= Cecilia Pillado =

Argentine-German actor, pianist, and composer

Cecilia Pillado (born 1966) is an Argentine German actress, a classical pianist and composer. In Germany in 2005 she launched her own record label Tango Malambo, which was inactive until 2013. In the meanwhile her recordings were released under Sony Classical Germany.

==Biography==
As a young adult, Pillado was a member of the Goethe-Institut Mendoza Theatre Company, directed by Gladys Ravalle, while pursuing her studies in music at the National University of Cuyo. It was through the Goethe Institute that she arrived in Germany, where she completed her drama and music studies at the Berlin University of the Arts with a scholarship from the Friedrich Naumann Foundation.

===Acting career===
It was through the Goethe-Institut that Pillado arrived in Germany, where she completed her drama and music studies at the Berlin University of the Arts.

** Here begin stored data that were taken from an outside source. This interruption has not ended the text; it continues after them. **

PR #1240, opened 2026-08-07
[DTM] SOFT-4075: Style Library shared components & screen scaffold (complete)

pauloiankoski:
**Consolidation PR for SOFT-4075.** This is the complete ticket as one unit: the Style Library app shell, navigation and screen registry, library selector, shared content primitives, the settings panel and field library, and explicit library activation.

It exists so `feature/design-tokens-module` receives the whole ticket rather than six partial slices.

## Constituent PRs

Reviewed individually, in order:

| PR | Phase |
|---|---|
| #1210 | App shell and routing |
| #1211 | Navigation and screen registry |
| #1212 | Library selector |
| #1213 | Shared content primitives |
| #1214 | Settings panel and field library |
| #1216 | Explicit library activation, rename, safer delete |

Plus the two commits on `SOFT-4075/base` that strip work-plan phase references and ticket numbers from shipped comments.

## How to use this

Review the phase PRs above — they carry the per-phase reasoning and screenshots. This PR is the merge unit: it is what lands on the feature branch, and it contains exactly the same commits.

Nothing here is new work; there is no commit in this PR that is not in one of the PRs listed above.


pauloiankoski:

PR #1242, opened 2026-08-07
[DTM] SOFT-4077: Typography screen (complete)

pauloiankoski:
**Consolidation PR for SOFT-4077.** The complete Typography ticket as one unit: the screen, the backend mapping that makes user-created font families possible, and the font catalog with Add and Delete.

## Constituent PRs

| PR | Part |
|---|---|
| #1237 | Typography screen, and the `primitive.fontFamily` → `primitive.font-family` rename that made the families registrable at all |
| #1238 | Mapping a DTCG `$type` to a registered kebab id segment (backend only) |
| #1239 | The font catalog, contextual Add / Delete, and the Google Fonts loader |

These were split deliberately: #1238 flips an invariant shipped days earlier and widens the set of creatable types from three to nine, which deserves review on its own terms rather than buried behind a font picker. #1239 carries an external-request decision (injecting Google Fonts stylesheets from wp-admin) that would be easy to miss in a large diff.

## How to use this

Review the three PRs above — that is where the reasoning and the screenshots live, and #1238 is the one to scrutinise. This PR is the merge unit so the feature branch receives Typography as a whole, and contains no commit that is not in one of them.

## Still open on this ticket

Design questions the boards raise and the implementation does not yet answer: the step names and px values versus the shipped rem scale, the `Body` chip placement, and whether the Google Fonts loader needs a local-hosting option.

### DIFF
--- a/includes/resources/Design_Tokens/Admin/Feed/Font_Catalog.php
+++ b/includes/resources/Design_Tokens/Admin/Feed/Font_Catalog.php
@@ -1,0 +1,105 @@
+<?php declare( strict_types=1 );
+
+namespace KadenceWP\KadenceBlocks\Design_Tokens\Admin\Feed;
+
+/**
+ * Reads and normalizes the font catalog the Typography screen's searchable dropdown lists:
+ * every Google font family name plus every site-registered custom font name.
+ *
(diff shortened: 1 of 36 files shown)


pauloiankoski:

After a few on-screen appearances she went to Los Angeles in 1998 to study with acting coaches. Returning to Germany in 2000, she was able to gain entry into the German television and film industry. Since then she has frequently appeared in soap operas, TV series, TV movies, and feature films.

===Selected filmography===
- Gute Zeiten, schlechte Zeiten (soap opera – 2016)
- Stung (film – 2015)
- Zwei Esel auf Sardinien (TV movie – 2015)
- Twin Sisters or Homeland (short film – 2013)
- Anna und die Liebe (telenovela – 2012)
- Verbotene Liebe (soap opera – 2012)
- Points of You (web series – 2011)
- Lotta & die großen Erwartungen (TV movie – 2011)
- The Ghost Writer (film – 2010)
- Der Gründer (film – 2010)
- Lotta & die alten Eisen (TV movie – 2010)
- Die Unbeweglichkeit der Dinge (film – 2009)
- Eine kleine Anekdote (film – 2008)
- Löwenzahn (TV series – 2007)
- Italienisch! (film – 2006)
- A Case for Two (TV series – 2005)
- SK Kölsch (TV series – 2004)
- Richter Alexander Hold (TV – 2002)
- Denninger (TV series – 2001)
- Gute Zeiten, schlechte Zeiten (soap opera – 2000)
- Sin querer (film – 1997)
- Wo ist das Tao? (film – 1988)

===Piano career===
Pillado did advanced studies at the Mozarteum in Salzburg and participated in master courses directed by György Sebők, Leon Fleisher, Maria Curcio and Paul Badura-Skoda. She studied Composition with Witold Szalonek and completed her classical preparation with Jazz Improvisation seminars by Walter Norris.

Pillado's CDs features Argentinian composers such as Ariel Ramírez, Alberto Ginastera, Ástor Piazzolla, Carlos Guastavino, as well as her own compositions.